For Crispina’s Crimsons Creative Challenge #61

 

 

 

The Key

Photo Credit: Sue Vincent

 

Practically everyone but the real-estate agent had been against him purchasing the place.

“That heap of rot is a death trap,” his friend Tomas had said.

“It is haunted,” Fran had shuddered. “You’ll get murdered in your sleep and become another ghost, just like them.”

Others hadn’t been much subtler:

“The place is a wreck!”

“This monster will eat up all your money and spit you out broke and homeless.”

“Are you out of your effing mind?”

“Gosh, Dude, you need a shrink!”

To be fair, the last two statements were probably true. … Not that this stopped him from finding ways to manage all these years without a shrink. Not that there weren’t times during the first year in the house, when the old thing seemed intent on falling about his ears and his bank account skied a Black Diamond toward zero, when he didn’t wonder whether his mental health was sliding south just as precipitously.

But he’d held on to his bootstraps and soldiered on. In part to not lose face but mostly because he had indeed sank so much of his limited assets into the house that there was no way out but through. He gave up his rental apartment in town and erected a tent in the middle of the mansion’s living room where the roof leaked the least. He uncovered the well and hauled out buckets of muck before clean water once more found purchase. He cleared paths through the overgrown hedges and the man-height weeds that overtook what had been a lawn around the house. He scraped moss and mold off of stone walls. He evicted pigeons, rats, squirrels, countless spiders, and a skunk that made sure her discontent lingered. He discovered woodwork under paint, a carved gate under briars, a clubfoot tub under rubble, and a door to a hidden passageway behind a rotting cabinet.

Here and there a friend would agree to help with this or that, and twice he’d hired someone with engine-muscle to lug out things that needed more than human-power. But most his friends couldn’t help (and some refused to ‘enable’ what they declared an insanity), and hiring anyone ate big bites out of a budget that wasn’t hefty to begin with. So he buckled down and did much of the work himself, making small but steady dents in a mountain he did not think would ever yield to order. The list of things left to do only kept growing: parts of the roof needed repair, the kitchen floor needed replacing, the electric lines were too ancient to hold power, the pipes leaked, and the sewers were more roots than flow. The work was Sisyphean.

And still … between moments of sheer desolation and utter despair, he realized that he was actually sleeping soundly for the first time in his life. A smile would sneak onto his lips as he sanded this or patched up that or cleared another mess of spider webs or thickets. He hummed an ear-worm for a whole weekend and no one shushed him for not being able to carry a tune.

It was as if he’d accepted the house and its flaws, and the house in return had accepted him. He felt happy. He felt at home.

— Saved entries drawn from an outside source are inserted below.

PR #361, opened 2023-01-26
RFC 3: clarify byte order of 32-bit integers in PROTO frame

garlick:
Problem: RFC 3 is wishy washy about byte order within the PROTO frame.

Drop an incorrect statement from a figure caption, and replace incomplete comments in the ABNF wtih a definitive statement in the prose.


grondo (approved):
:+1:

PR #362, opened 2023-01-26
rfc31: update Job Constraint Specification

grondo:
Now that we're close to supporting conditional operators and `hostlist` and `ranks` in Fluxion and sched-simple, update the RFC to require these operators be supported for a scheduler to be RFC 31 compliant.

### DIFF
--- a/spec_31.rst
+++ b/spec_31.rst
@@ -62,8 +62,7 @@ several advantages:
  * The format allows nesting to support complex constraints
  * Simple cases can be expressed simply
 
-In this version of the RFC, only the following constraint operators SHALL be
-supported
+The following constraint operators SHALL be supported
 
  - ``properties``: The set of values SHALL designate a set of required
    properties on execution targets. As a special case, if a property value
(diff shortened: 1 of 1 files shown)


spec_31.rst
```diff
@@ -62,7 +62,7 @@ several advantages:
  * The format allows nesting to support complex constraints
  * Simple cases can be expressed simply
 
-In this version of the RFC, only the following constraint operators SHALL be
+In this version of the RFC, the following constraint operators SHALL be
 supported
```
garlick, line 66: "In this version of the RFC" seems like it could be dropped?

garlick (approved):
LGTM!  Just one comment, not really related to the proposed change but in a line that was touched.  Feel free to ignore.

spec_31.rst
grondo: Good point.

grondo: Ok, dropped that phrase and will set MWP.

PR #364, opened 2023-02-01
rfc6: improve diagrams

garlick:
Problem: rfc6 includes one lame ascii diagram with no detail.

Add three diagrams that illustrate various RPC types in greater detail.


grondo (approved):
:+1:

PR #367, opened 2023-02-14
rfc36: fix invalid example

grondo:
Problem: One of the examples in RFC 36 is invalid because it does not include the directive sentinel for all lines of a multiline quoted string.

Fix the invalid example to comply with the RFC.

Also fix a minor typo in another example.


chu11 (approved):
LGTM!

grondo:
whew, thanks!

The realization stunned him.

Though he wouldn’t have been able to articulate it at the time, he came to understand that the reason he had been drawn to purchasing a run-down estate with overgrown grounds in the middle of a god-forsaken forest, was in part because of memories of another building surrounded by a tall stone fence: the “Home” that never truly was one and yet had been the only model he’d had.

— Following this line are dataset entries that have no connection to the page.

PR #368, opened 2023-02-19
WIP: rfc37: add Flux JSON Archive specification

grondo:
This is a first rough draft specification for storing an "archive" of files in a JSON object. The spec is purposefully very simple for now.

The idea here is that once this RFC is official, we can specify an `attributes.system.inputs` or similar key in RFC 14 as a generic way to encode files that are used as input to a job, e.g. the batch script, an instance config file etc. The job shell would then treat all these inputs in the same way, extracting the "archive" to the job's TMPDIR and allowing the job to find all inputs in a standard way, instead of using a specific method or plugin for each file.

An archive can contain other directories in this specification, though perhaps that was a misstep since that isn't a known use case at this time. The content of regular files must be encoded as utf-8, as we may want to discourage the placement of large binary blobs in JSON. (we have the stage-in/out plugin for this). However, an `encoding` key could be added in the future to allow small binary files, e.g. to allow encrypted or compressed files.

### DIFF
--- a/README.md
+++ b/README.md
@@ -47,6 +47,7 @@ Table of Contents
 - [34/Flux Task Map](spec_34.rst)
 - [35/Constraint Query Syntax](spec_35.rst)
 - [36/Batch Script Directives](spec_36.rst)
+- [37/Flux JSON Archive](spec_37.rst)
 
 Build Instructions
 ------------------
--- a/index.rst
+++ b/index.rst
@@ -251,6 +251,12 @@ JSON objects in the format described in RFC 31.
 This specification defines a method for embedding job submission options
 and other directives in files.
 
+:doc:`37/Flux JSON Archive <spec_37>`
+~~~~~~~~~~~~~~~~~~~~~~~~~~~~~~~~~~~~~~~~~~~
+
+This specification defines a method for archiving a directory of files in
+JSON.
+
 .. Each file must appear in a toctree
 .. toctree::
    :hidden:
@@ -290,3 +296,4 @@ and other directives in files.
    spec_34
    spec_35
    spec_36
+   spec_37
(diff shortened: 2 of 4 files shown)


garlick:
> An archive can contain other directories in this specification, though perhaps that was a misstep since that isn't a known use case at this time

IMHO it may be a mistake to define the archive object recursively if the goal is just to be able to represent a hierarchy of files.   The KVS metadata defined in [RFC 11](https://flux-framework.readthedocs.io/projects/flux-rfc/en/latest/spec_11.html) is recursive, and unwinding and composing those objects is more complex than dealing with a flat list of objects like a tar archive.  In a tar archive, each archived object includes a full path (relative to the archive root) and directory objects have no contents (just metadata).  This is because tapes are sequential devices, but it turns out to be kind of handy anyway!

I did define a [fileref object](https://github.com/flux-framework/flux-core/blob/master/src/common/libutil/fileref.c) (not to be confused with the KVS one in RFC 11) to represent a file object for the `content-mmap.list` response (used in stage-in). It fits the "tar" model and supports files, symlinks, and directories.  Files < 4K are base64 encoded.  Larger files are externally referenced in the content store.  If you agree that this is the right approach, maybe we tweak that object slightly (and rename) so it fits here too?

There is even code in `stage-in`, and sadly duplicated in `flux-fileref` to pass a list of those objects to libarchive for extraction into $FLUX_JOB_TMPDIR.

grondo:
> IMHO it may be a mistake to define the archive object recursively if the goal is just to be able to represent a hierarchy of files. T

Ok, that sounds like the right advice. I think the libutil fileref object is overkill in this scenario, and would possibly pollute jobspec with unnecessary file attributes in the common case (we are not really archiving files but representing a _possible_ hierarchy of input files in the main use case at this point).

Given that the "specification" then becomes "a dictionary where keys are paths and values are objects with keys `mode` and `value`", at least the content of this draft is not useful and possible there is no necessity for an RFC. (The specification can be made in-place in the jobspec RFC as we've done for other special keys in jobspec.)

Closing for now.

PR #146, opened 2023-07-14
Add panic hook for debugging wasm builds

luca-della-vedova:
### Implemented feature

Add a panic hook to help debugging wasm builds. With this change the panic error is propagated all the way to the web console, making debugging a lot easier.

Implementation follows the example from the crate


mxgrey (approved):
Very helpful for debugging in web browsers 👍

PR #149, opened 2023-07-14
Add fuel asset gallery

luca-della-vedova:
### Implemented feature

This PR adds an asset gallery that is allows spawning models from the [Gazebo App](https://app.gazebosim.org/dashboard) database.
To access the asset gallery navigate to Create -> New Model -> Browse fuel, as shown below:

[Screencast from 2023-07-14 14-49-12.webm](https://github.com/open-rmf/rmf_site/assets/9111558/2d005020-9fe4-4978-9a2c-85fdce3286bc)

The core implementation of the fuel client is in a separate [gz-fuel](https://github.com/luca-della-vedova/gz-fuel/) crate I wrote for the purpose. I'm happy to either release it, keep a source dependency or just copy the code here to remove the dependency. More detailed list of changes:

* Added Asset gallery, including model preview widget based on a camera + preview model with a dedicated `RenderLayer` to make sure they are not visible to other views.
* Assets can be filtered by owner, tag or private / public property. Filters are chained to allow more fine grained control of the visualized models. The entire database is above 2500 models so the feature is quite necessary.
* The `gz-fuel` crate saves the model cache to a json file when possible (every platform except wasm). Users can trigger an update of the cache through a button in the GUI. Update is `async` and goes to a background task in the IO thread pool to avoid having too much overhead.
* Support for private models in fuel, users will need to set an API key to access them.
* More helpful error messages, hinting to users whether the model fails to visualize because it's not supported (i.e. `dae` files that are very prevalent in Fuel) or because it was not found in the path / fuel.
* Event infrastructure to trigger a re-download of failed models if the API key is updated.
* Improve support for SDF, previously only `AssetSource::Search` sdfs would work, this won't be the case anymore and both `AssetSource::Local` and `AssetSource::Remote` SDFs should work. For example browsing through the `Local` asset source to a `model.sdf` file should successfully spawn the asset to the site.
* Minor cleanups to model / asset source logic. Models had a system that had two queries and iterated on both of them, trivially split into two systems with one query each to improve parallelization.

Note that sadly because a lot, or even the majority of, the models in fuel are in `.dae` and there is no support for Collada, a lot of models will actually fail to spawn but that is out of the scope of this PR.


rmf_site_editor/src/site/sdf.rs
```diff
@@ -29,21 +29,56 @@ use rmf_site_format::{
...
-        AssetSource::Remote(model_path.to_owned() + "/" + uri)
-    } else {
-        AssetSource::Remote("".into())
+    let mut asset_source = AssetSource::from(path);
+    match asset_source {
+        AssetSource::Remote(ref mut p) | AssetSource::Search(ref mut p) => {
+            let binding = p.clone();
+            *p = if let Some(stripped) = uri.strip_prefix("model://") {
+                // Get the org name from context, model name from this and combine
+                let org_name = binding.split("/").next().unwrap();
```
mxgrey, line 41: I'm concerned about using `.unwrap()` here. Couldn't a user crash this by inputting some bad text? What if we do something like `.unwrap_or("")` and allow it to just fail to find the asset later in the pipeline?

rmf_site_editor/src/site/sdf.rs
```diff
@@ -29,21 +29,56 @@ use rmf_site_format::{
...
+        }
+        AssetSource::Local(ref mut p) => {
+            let binding = p.clone();
+            *p = if let Some(stripped) = uri.strip_prefix("model://") {
+                // Search for a model with the requested name in the same folder as the sdf file
+                // Note that this will not play well if the requested model shares files with other
+                // models that are placed in different folders or are in fuel, but should work for
+                // most local, self contained, models.
+                // Get the org name from context, model name from this and combine
+                let model_folder = binding.rsplitn(3, "/").skip(2).next().unwrap();
```
mxgrey, line 63: I'm also concerned about the use of `.unwrap()` here. Maybe do `.unwrap_or("")` here too?

rmf_site_editor/src/site/sdf.rs
```diff
@@ -29,21 +29,56 @@ use rmf_site_format::{
...
+            *p = if let Some(stripped) = uri.strip_prefix("model://") {
+                // Get the org name from context, model name from this and combine
+                let org_name = binding.split("/").next().unwrap();
+                org_name.to_owned() + "/" + stripped
+            } else if let Some(path_idx) = binding.rfind("/") {
+                // It's a path relative to this model, remove file and append uri
+                let (model_path, _model_name) = binding.split_at(path_idx);
+                model_path.to_owned() + "/" + uri
+            } else {
+                println!(
```
mxgrey, line 48:
```suggestion
                error!(
```

rmf_site_editor/src/site/sdf.rs
```diff
@@ -29,21 +29,56 @@ use rmf_site_format::{
...
+                    "WARNING: Invalid model found path is {} and model uri is {}",
```
mxgrey, line 49:
```suggestion
                    "WARNING: Invalid SDF model path. Path is [{}] and model uri is [{}]",
```

rmf_site_editor/src/site/sdf.rs
```diff
@@ -29,21 +29,56 @@ use rmf_site_format::{
...
+                // most local, self contained, models.
+                // Get the org name from context, model name from this and combine
+                let model_folder = binding.rsplitn(3, "/").skip(2).next().unwrap();
+                model_folder.to_owned() + "/" + stripped
+            } else if let Some(path_idx) = binding.rfind("/") {
+                // It's a path relative to this model, remove file and append uri
+                let (model_path, _model_name) = binding.split_at(path_idx);
+                model_path.to_owned() + "/" + uri
+            } else {
+                println!(
```
mxgrey, line 70:
```suggestion
                error!(
```

rmf_site_editor/src/site/sdf.rs
```diff
@@ -29,21 +29,56 @@ use rmf_site_format::{
...
+                    "WARNING: Invalid model found path is {} and model uri is {}",
```
mxgrey, line 71:
```suggestion
                    "WARNING: Invalid SDF model path. Path is [{}] and model uri is [{}]",
```

rmf_site_editor/src/site_asset_io.rs
```diff
@@ -61,12 +64,13 @@ impl SiteAssetIo {
...
     ) -> BoxedFuture<'a, Result<Vec<u8>, AssetIoError>> {
         Box::pin(async move {
-            let bytes = surf::get(remote_url.clone())
-                .recv_bytes()
-                .await
-                .map_err(|e| {
-                    AssetIoError::Io(io::Error::new(io::ErrorKind::Other, e.to_string()))
-                })?;
+            let mut req = surf::get(remote_url.clone());
+            if let Some(key) = &(*FUEL_API_KEY.lock().unwrap()) {
```
mxgrey, line 68: It's not likely to be a problem, but we should still avoid using `.unwrap()` here. An `Err` result means the mutex was poisoned, which means whatever thread had the mutex locked panicked while holding it. The information inside might be fine or it might be mangled in some unpredictable way.

We can use [`into_inner`](https://doc.rust-lang.org/std/sync/struct.PoisonError.html#method.into_inner) on the `PoisonedError` to access the underlying data, and we can then reset it to `None` and print a `warn!` to the user telling them to input their API key again. This would be a way to gracefully recover from a mutex poisoning.

mxgrey (changes requested):
This is very awesome. I've just left a few comments, mostly about places where `.unwrap()` is used where I think we can have safer alternatives.

rmf_site_editor/src/site/sdf.rs
luca-della-vedova: For both this and the similar issue, changed it to return empty string but logging an error to denote exactly what went wrong, instead of doing it silently. It should be a bit more helpful in diagnosing issues https://github.com/open-rmf/rmf_site/pull/149/commits/91a8256eee8a8ff6ffffade21b518a20c7df31f1

rmf_site_editor/src/site_asset_io.rs
luca-della-vedova: I tried to address it but maybe not in the best way in https://github.com/open-rmf/rmf_site/pull/149/commits/91a8256eee8a8ff6ffffade21b518a20c7df31f1, lock poisoning wouldn't happen in the current use case (unless a string allocation failed, but in that case we would probably have many more issues to worry about!). For now it returns an error and fails to load the asset since the variable might be corrupted. I've seen the http library panicking when headers are given invalid values with messages like:

```
thread 'IO Task Pool (2)' panicked at 'called `Result::unwrap()` on an `Err` value: http::Error(InvalidHeaderValue)', /usr/local/google/home/yadunund/.cargo/registry/src/index.crates.io-6f17d22bba15001f/http-client-6.5.3/src/isahc.rs:58:42
```

So propagating a potentially corrupted string might cause other issues down the line. Anyway if you feel we should still consume it feel free to push directly!

mxgrey: Your solution is definitely better than what I was proposing.

I did one last little iteration on it to clear out the key to `None` just in case it contains some corrupted data: [b13f1f0](https://github.com/open-rmf/rmf_site/pull/149/commits/b13f1f076425932de0abec6b933e3bf29dfd614c)

mxgrey:
I was ready to approve this PR until I did a manual test and discovered that something broke for model scaling. Here's a screenshot from the hotel demo world:

Screenshot from 2023-08-24 12-16-55

I might have mangled something while resolving merge conflicts. I'll see if I can fix it.

mxgrey:
Never mind, the scaling issue was fixed after refreshing my model cache.

mxgrey (approved):

PR #150, opened 2023-07-14
Fix panic when updating model sources

### LINKED ISSUE #145: [Bug]: Crash when removing, then re-adding a model
### Description of the bug

A reproducible crash can happen when updating a fully spawned model to something else that doesn't exist, then back to the original.

1. Run the site editor in the demo world
2. Change a model to trigger a new asset lookup to something that doesn't exist, i.e. a `OpenRobotics/AdjTable` to `OpenRobotics/AdjTable2`.
3. Change the model back to the previous, i.e. `OpenRobotics/AdjTable`
4. Panic!

After spending some time debugging the issue I narrowed it down to a complex interaction between the code to spawn models and the `Aabb` plugin, specifically:

* When the asset source for a model is changed, its entire scene, including entities that will contain `Handle<Mesh` components is despawned .
* The [Aabb](https://github.com/open-rmf/rmf_site/blob/main/rmf_site_editor/src/aabb.rs) plugin internally keeps track of what entities have what mesh handle, however it only does cleanup when the `Handle<Mesh>` component is removed. The query for removed `Handle<Mesh>` components does _not_ get triggered when an entity is despawned, so the internal hash map falls out of sync with what entities actually exist and contain the mesh handle.
* Next time the same handle is added any entity, this for loop will be triggered and because an old entity, that has since been despawned, refers to that handle, a command for an entity that doesn't exist will be triggered [here](https://github.com/open-rmf/rmf_site/blob/f68041b75f4f763a13e782e44773bae1cf7ae10f/rmf_site_editor/src/aabb.rs#L120) and the application will panic.

This issue is quite painful when spawning / despawning models, however the code was copied from an old PR in bevy. It seems mesh aabb update is still in progress in main so it's not going to land anytime soon and we will need to keep relying on our custom aabb module.

luca-della-vedova:
### Fixed bug

Fixes #145.

### Fix applied

The fix is sadly to just comment out, with a note explaining why, the code that causes the panic.
It seems the only place where we use the pattern of accessing a mesh by its handle, mutating it, and the event being caught by this system is in the model logic, specifically [here](https://github.com/open-rmf/rmf_site/blob/369766219e0c9e58debe872ec959f5b292db7028/rmf_site_editor/src/site/model.rs#L340-L349). Now this is also the section that causes the panic in the first place since the missing cleanup issue is there. Furthermore in this specific case:

* The aabb doesn't really change because we are only mutating the mesh to add outline normals.
* It's not necessary to propagate to all the meshes that share the same handle, since this is done for each newly spawned mesh anyway.

The workflow that might have worked before but will not after this PR is:

* Create a mesh handle.
* Access the mesh data through its handle.
* Change the mesh in a way that would change its bounding box.
* Bounding box for all the entities that use that mesh handle *was* updated, it won't be anymore.

But again we only use this pattern in the one case that causes a panic so it is too brittle anyway.

An alternative fix could be to avoid using `despawn_recursive` throughout the codebase and sending `Delete` events, together with having the aabb systems track the Delete events to do the cleanup, but this would also be a bit brittle if deletion was to fail for any reason.
Another way could be to despawn in two steps, removing the `Handle<Mesh>` components first, making the `RemovedComponent<Handle<Mesh>>` query behave as expected, but this would be quite clunky.
A proper fix would involve having a way to catch despawn events, but I am not aware of any way to do this.

### DIFF
--- a/rmf_site_editor/src/aabb.rs
+++ b/rmf_site_editor/src/aabb.rs
@@ -88,7 +88,7 @@ pub fn update_bounds(
     meshes: Res<Assets<Mesh>>,
     mut mesh_reassigned: Query<(Entity, &Handle<Mesh>, &mut Aabb), Changed<Handle<Mesh>>>,
     mut entity_mesh_map: ResMut<EntityMeshMap>,
-    mut mesh_events: EventReader<AssetEvent<Mesh>>,
+    //mut mesh_events: EventReader<AssetEvent<Mesh>>,
     entities_lost_mesh: RemovedComponents<Handle<Mesh>>,
 ) {
     for entity in entities_lost_mesh.iter() {
@@ -105,6 +105,15 @@ pub fn update_bounds(
         }
     }
 
+    // Note (luca) This has been removed since entity despawns are not caught to cleanup the
+    // entity_mesh_map and there is a possibility of panic in case we try to add an aabb to an
+    // entity that has since been despawned (i.e. when updating models' AssetSource and their scene
+    // is despawned).
+    // Tracking issue here with the details https://github.com/open-rmf/rmf_site/issues/145
+    // It seems we don't currently change meshes themselves outside of the model systems that cause
+    // the panic, with the general pattern in the editor being to reassign new handles
+    // so this event is never created anyway
+    /*
     let to_update = |event: &AssetEvent<Mesh>| {
         let handle = match event {
             AssetEvent::Modified { handle } => handle,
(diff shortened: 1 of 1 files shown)


mxgrey:
I ran into a similar problem while working #142 . I solved it in that PR by introducing a `ModelTrashcan` which delays the despawning of model descendants until a later stage, after all of their other commands have been flushed.

I believe the root conflict for `update_bounds` is that it runs during the same stage as `update_model_scenes` so some of these `Aabb` insertion commands may happen on entities that were deleted earlier during the same command flush. With the changes I made in #142 that should no longer be an issue so I believe it's safe to close this PR and not make any further changes for this.

Feel free to reopen the PR if you think I'm overlooking anything.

He’d accumulated more moments of abject misery in the “Home” than he ever wanted to recall. Countless nights yearning to be old enough to leave … even as he’d feared the day he would be made to do so.

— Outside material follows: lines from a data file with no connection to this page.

PR #153, opened 2023-07-24
Introducing scenarios concept

mxgrey:
This PR introduces the concept of scenarios and begins moving the implementation of "models" in a new direction:
* A "model" is a blueprint for something that can exist in the world, e.g. mobile robot, workcell, or furnishings
* Each asset that is seen in the world is an "instance" of a model
* Scenarios are defined by what "instances" they contain and how those instances are positioned

This PR leaves the data structures in a limbo where `Model` still exists to refer to furnishings that are laid out around the levels. I left those as-is to minimize how disruptive this PR is. They will also be migrated into the new scenario concept after the existing PRs are merged in and there's less risk of merge conflicts. They will probably be referred to as `Decor` or `Furnishings`.

There is also a flaw in this PR where robots will become invisible when their parent anchor gets hidden. This will be fixed in the future after we migrate to the latest version of Bevy.

### DIFF
--- a/rmf_site_format/src/location.rs
+++ b/rmf_site_format/src/location.rs
@@ -19,67 +19,32 @@ use crate::*;
 #[cfg(feature = "bevy")]
 use bevy::prelude::{Bundle, Component, Deref, DerefMut, Entity};
 use serde::{Deserialize, Serialize};
-
-#[derive(Serialize, Deserialize, Debug, Clone, PartialEq)]
-pub enum LocationTag {
-    Charger,
-    ParkingSpot,
-    HoldingPoint,
-    SpawnRobot(Model),
-    Workcell(Model),
-}
-
-impl LocationTag {
-    pub fn label(&self) -> &'static str {
-        match self {
-            Self::Charger => "Charger",
-            Self::ParkingSpot => "Parking Spot",
-            Self::HoldingPoint => "Holding Point",
-            Self::SpawnRobot(_) => "Spawn Robot",
-            Self::Workcell(_) => "Workcell",
-        }
-    }
-
-    pub fn is_charger(&self) -> bool {
-        matches!(self, Self::Charger)
-    }
-    pub fn is_parking_spot(&self) -> bool {
-        matches!(self, Self::ParkingSpot)
-    }
-    pub fn is_holding_point(&self) -> bool {
-        matches!(self, Self::HoldingPoint)
-    }
-    pub fn spawn_robot(&self) -> Option<&Model> {
-        match self {
-            Self::SpawnRobot(model) => Some(model),
-            _ => None,
-        }
-    }
-    pub fn workcell(&self) -> Option<&Model> {
-        match self {
-            Self::Workcell(model) => Some(model),
-            _ => None,
-        }
-    }
-}
+use std::collections::{BTreeSet, HashSet, HashMap};
 
 #[derive(Serialize, Deserialize, Debug, Clone, PartialEq)]
 #[cfg_attr(feature = "bevy", derive(Bundle))]
 pub struct Location<T: RefTrait> {
     pub anchor: Point<T>,
+    #[serde(flatten)]
     pub tags: LocationTags,
     pub name: NameInSite,
     pub graphs: AssociatedGraphs<T>,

This long-neglected house with its aged stone fence and beautiful wide gate, was his. No one could tell him he’d aged out and could not stay. No one could tell him that his bed is needed to make room for someone else, or that it was time for him to fend for himself and no longer rely on the charity of others to feed and clothe and put a roof over his head.

It didn’t matter that the repairs would take years and that most of the rooms would not be usable for just as long. It didn’t matter that he didn’t have a clear plan for what he’d use all these rooms for. What mattered was that this old place was real. That it was full of history and memory. That it stood firm onto the ground and offered to be the roots he’d otherwise have no way to lay claim to. This house was him. Healing it was the key to who he could become.

 

 

For Sue Vincent’s Write Photo prompt invitation

 

The Boy Who Was Very Brave

 

left human injected with hose on white textile

Photo: rawpixel.com on Pexels.com

 

“Be brave,” he said, and closed his eyes to ward off at least the pain of seeing his skin pierced by sharpness.

“Just a scratch,” the nurse stated in rote-like monotone, forgetting that for this boy nothing at this point was ‘just a scratch,’ especially not with veins well worn from prodding, let alone in a child who must struggle to understand why any of this was necessary.

“Be brave,” he said again, and his voice shook, and a tear slid under his lids and traveled down the small cheek to settle on his ear like a tiny sorrow-diamond.

“I’m sorry,” the nurse pressed her lips together when the third poke failed and another scarred blood vessel rolled under her needle. She’ll have to try another site. How on earth did someone not put a port in this child yet?

“Be brave,” the boy clenched his eyes to slits but more tears fled. “Be brave.”

The nurse looked up, distressed by his determined resignation. She paused and placed her gloved hand on his cheek. “You are,” she said. “Very.”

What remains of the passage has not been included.